EXERCISE AIM. The answer must consist of the records below, repeated exactly.

Records from a dataset:
PR #13081, opened 2026-03-10
fix(openidc): include request port in `redirect_uri`

### LINKED ISSUE #12970: bug: APISIX 3.14.0+ OpenID Connect redirect drops request port (regression vs 3.13.0)
### Current Behavior

Starting from Apache APISIX 3.14.0, the openid-connect plugin generates redirect / callback URLs without the original request port, even when the client accesses APISIX directly (no reverse proxy or load balancer in front).

The same configuration works correctly on APISIX 3.13.0, where the redirect URL preserves the port.

This is a regression and breaks OIDC flows when APISIX is exposed on a non-default port (anything other than 80/443).

### Example

```bash
$ curl -v http://localhost:8888 2>&1 | grep -i '< Location'
< Location: http://10.126.166.49:8888/auth/realms/warehouse-automation/protocol/openid-connect/auth?scope=openid%20profile&client_id=apisix&redirect_uri=http%3A%2F%2Flocalhost%2F.apisix%2Fredirect&state=f44c18832740fc4486c099a6be0c1329&response_type=code
```

As you can see the redirect_uri parameter is missing the original request port

### Expected Behavior

```bash
$ curl -v http://localhost:8888 2>&1 | grep -i '< Location'
< Location: http://10.126.166.49:8888/auth/realms/warehouse-automation/protocol/openid-connect/auth?state=d15ffd15ae044c3d0f1c0583ce9f203e&response_type=code&scope=openid%20profile&redirect_uri=http%3A%2F%2Flocalhost%3A8888%2F.apisix%2Fredirect&client_id=apisix
```

### Error Logs

_No response_

### Steps to Reproduce

1. Run APISIX 3.14.0+ on port 8888 and configure OIDC plugin
2. Try to make a curl to a protected route

### Environment

- APISIX: 3.14.1-debian

shreemaan-abhishek:
### Description

This PR: https://github.com/apache/apisix/pull/12551, introduced a change that would overwrite X-Forwarded-Host with ctx.var.host which is just the hostname without the port.

When lua-resty-openidc sees a redirect_uri starting with /, it tries to reconstruct the full URL by checking headers in this order:

  1. Forwarded header → usually not set
  2. X-Forwarded-Host → now set to just localhost (no port) by handle_x_forwarded_headers
  3. ngx.var.http_host → never reached

Before v3.14.0, X-Forwarded-Host wasn't forcibly overwritten, so openidc would fall through to ngx.var.http_host
  which includes the port (e.g., localhost:8888), and everything worked.
#### Fix:
  Instead of handing a relative path to lua-resty-openidc and letting it reconstruct the URL (where it can lose the
  port), we now build the full absolute redirect_uri directly in the plugin using ctx.var.http_host. This is the
  original Host header from the client, which preserves the port as the client sees it critical for Docker port
  mappings where the external port differs from the container port.

Fixes #12970

### Checklist

### DIFF
--- a/apisix/plugins/openid-connect.lua
+++ b/apisix/plugins/openid-connect.lua
@@ -20,7 +20,6 @@ local ngx_re            = require("ngx.re")
 local openidc           = require("resty.openidc")
 local fetch_secrets     = require("apisix.secret").fetch_secrets
 local jsonschema        = require('jsonschema')
-local trusted_addr      = require("apisix.utils.trusted-addresses")
 local string            = string
 local ngx               = ngx
 local ipairs            = ipairs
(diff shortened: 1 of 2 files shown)


Baoyuantop:
Hi @shreemaan-abhishek, could you describe the root cause of the problem and the current solution?

shreemaan-abhishek:
@Baoyuantop, I have added that in the description.

apisix/plugins/openid-connect.lua
```diff
@@ -622,6 +623,73 @@ local function validate_claims_in_oidcauth_response(resp, conf)
...
+    local forwarded = ctx.var.http_forwarded
+    if not forwarded then
+        return nil
+    end
+    -- take only the first proxy entry (before any comma)
+    local first = forwarded:match("^([^,]+)")
+    if not first then
+        return nil
+    end
+    for part in first:gmatch("[^;]+") do
```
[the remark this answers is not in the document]
shreemaan-abhishek: we actually need client values so this can be ignored.

apisix/plugins/openid-connect.lua
```diff
@@ -622,6 +623,88 @@ local function validate_claims_in_oidcauth_response(resp, conf)
...
+            redirect_path = string.sub(uri, 1, -2) .. suffix
+        else
+            redirect_path = uri .. suffix
+        end
+    end
+
+    local scheme
+    local host
+
+    if trusted_addr.is_trusted(ctx.var.realip_remote_addr) then
```
Baoyuantop: Can we directly use ctx.var.http_x_forwarded_host, ctx.var.http_x_forwarded_proto, and ctx.var.http_x_forwarded_port (which have already been correctly handled in handle_x_forwarded_headers) without having to repeatedly check the trusted/untrusted branch?

shreemaan-abhishek: I have followed the method used by lua-resty-openidc library, i.e try to extract from `Forward` header first, then look at xfh otherwise fallback to `http_host` value. You can find that here:

https://github.com/zmartzone/lua-resty-openidc/blob/fabf64e29062f5e7658de1cee52f572221203b1e/lib/resty/openidc.lua#L271-L275

nic-6443: I think this logic is duplicated with `handle_x_forwarded_headers`. For the current issue, I believe we should fix it in `handle_x_forwarded_headers` by adding the port to `X-Forwarded-Host`. The port can be omitted for 80/443, while other non-standard ports should be included in `X-Forwarded-Host`. I've checked the relevant information, and this is the conventional practice.

nic-6443: Otherwise, we need to figure out how to correctly obtain the external access address of the gateway for every function involving the acquisition of the gateway access address, and this is exactly what the `X-Forwarded-Host` is for. We should fix the issue at the root cause instead of making fixes wherever the `X-Forwarded-Host` is used.

apisix/plugins/openid-connect.lua
```diff
@@ -622,6 +622,7 @@ local function validate_claims_in_oidcauth_response(resp, conf)
     return core.schema.check(conf.claim_schema, data)
 end
 
+
```
membphis, line 625: useless?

YOUR RESPONSE.
PR #13081, opened 2026-03-10
fix(openidc): include request port in `redirect_uri`

### LINKED ISSUE #12970: bug: APISIX 3.14.0+ OpenID Connect redirect drops request port (regression vs 3.13.0)
### Current Behavior

Starting from Apache APISIX 3.14.0, the openid-connect plugin generates redirect / callback URLs without the original request port, even when the client accesses APISIX directly (no reverse proxy or load balancer in front).

The same configuration works correctly on APISIX 3.13.0, where the redirect URL preserves the port.

This is a regression and breaks OIDC flows when APISIX is exposed on a non-default port (anything other than 80/443).

### Example

```bash
$ curl -v http://localhost:8888 2>&1 | grep -i '< Location'
< Location: http://10.126.166.49:8888/auth/realms/warehouse-automation/protocol/openid-connect/auth?scope=openid%20profile&client_id=apisix&redirect_uri=http%3A%2F%2Flocalhost%2F.apisix%2Fredirect&state=f44c18832740fc4486c099a6be0c1329&response_type=code
```

As you can see the redirect_uri parameter is missing the original request port

### Expected Behavior

```bash
$ curl -v http://localhost:8888 2>&1 | grep -i '< Location'
< Location: http://10.126.166.49:8888/auth/realms/warehouse-automation/protocol/openid-connect/auth?state=d15ffd15ae044c3d0f1c0583ce9f203e&response_type=code&scope=openid%20profile&redirect_uri=http%3A%2F%2Flocalhost%3A8888%2F.apisix%2Fredirect&client_id=apisix
```

### Error Logs

_No response_

### Steps to Reproduce

1. Run APISIX 3.14.0+ on port 8888 and configure OIDC plugin
2. Try to make a curl to a protected route

### Environment

- APISIX: 3.14.1-debian

shreemaan-abhishek:
### Description

This PR: https://github.com/apache/apisix/pull/12551, introduced a change that would overwrite X-Forwarded-Host with ctx.var.host which is just the hostname without the port.

When lua-resty-openidc sees a redirect_uri starting with /, it tries to reconstruct the full URL by checking headers in this order:

  1. Forwarded header → usually not set
  2. X-Forwarded-Host → now set to just localhost (no port) by handle_x_forwarded_headers
  3. ngx.var.http_host → never reached

Before v3.14.0, X-Forwarded-Host wasn't forcibly overwritten, so openidc would fall through to ngx.var.http_host
  which includes the port (e.g., localhost:8888), and everything worked.
#### Fix:
  Instead of handing a relative path to lua-resty-openidc and letting it reconstruct the URL (where it can lose the
  port), we now build the full absolute redirect_uri directly in the plugin using ctx.var.http_host. This is the
  original Host header from the client, which preserves the port as the client sees it critical for Docker port
  mappings where the external port differs from the container port.

Fixes #12970

### Checklist

### DIFF
--- a/apisix/plugins/openid-connect.lua
+++ b/apisix/plugins/openid-connect.lua
@@ -20,7 +20,6 @@ local ngx_re            = require("ngx.re")
 local openidc           = require("resty.openidc")
 local fetch_secrets     = require("apisix.secret").fetch_secrets
 local jsonschema        = require('jsonschema')
-local trusted_addr      = require("apisix.utils.trusted-addresses")
 local string            = string
 local ngx               = ngx
 local ipairs            = ipairs
(diff shortened: 1 of 2 files shown)


Baoyuantop:
Hi @shreemaan-abhishek, could you describe the root cause of the problem and the current solution?

shreemaan-abhishek:
@Baoyuantop, I have added that in the description.

apisix/plugins/openid-connect.lua
```diff
@@ -622,6 +623,73 @@ local function validate_claims_in_oidcauth_response(resp, conf)
...
+    local forwarded = ctx.var.http_forwarded
+    if not forwarded then
+        return nil
+    end
+    -- take only the first proxy entry (before any comma)
+    local first = forwarded:match("^([^,]+)")
+    if not first then
+        return nil
+    end
+    for part in first:gmatch("[^;]+") do
```
[the remark this answers is not in the document]
shreemaan-abhishek: we actually need client values so this can be ignored.

apisix/plugins/openid-connect.lua
```diff
@@ -622,6 +623,88 @@ local function validate_claims_in_oidcauth_response(resp, conf)
...
+            redirect_path = string.sub(uri, 1, -2) .. suffix
+        else
+            redirect_path = uri .. suffix
+        end
+    end
+
+    local scheme
+    local host
+
+    if trusted_addr.is_trusted(ctx.var.realip_remote_addr) then
```
Baoyuantop: Can we directly use ctx.var.http_x_forwarded_host, ctx.var.http_x_forwarded_proto, and ctx.var.http_x_forwarded_port (which have already been correctly handled in handle_x_forwarded_headers) without having to repeatedly check the trusted/untrusted branch?

shreemaan-abhishek: I have followed the method used by lua-resty-openidc library, i.e try to extract from `Forward` header first, then look at xfh otherwise fallback to `http_host` value. You can find that here:

https://github.com/zmartzone/lua-resty-openidc/blob/fabf64e29062f5e7658de1cee52f572221203b1e/lib/resty/openidc.lua#L271-L275

nic-6443: I think this logic is duplicated with `handle_x_forwarded_headers`. For the current issue, I believe we should fix it in `handle_x_forwarded_headers` by adding the port to `X-Forwarded-Host`. The port can be omitted for 80/443, while other non-standard ports should be included in `X-Forwarded-Host`. I've checked the relevant information, and this is the conventional practice.

nic-6443: Otherwise, we need to figure out how to correctly obtain the external access address of the gateway for every function involving the acquisition of the gateway access address, and this is exactly what the `X-Forwarded-Host` is for. We should fix the issue at the root cause instead of making fixes wherever the `X-Forwarded-Host` is used.

apisix/plugins/openid-connect.lua
```diff
@@ -622,6 +622,7 @@ local function validate_claims_in_oidcauth_response(resp, conf)
     return core.schema.check(conf.claim_schema, data)
 end
 
+
```
membphis, line 625: useless?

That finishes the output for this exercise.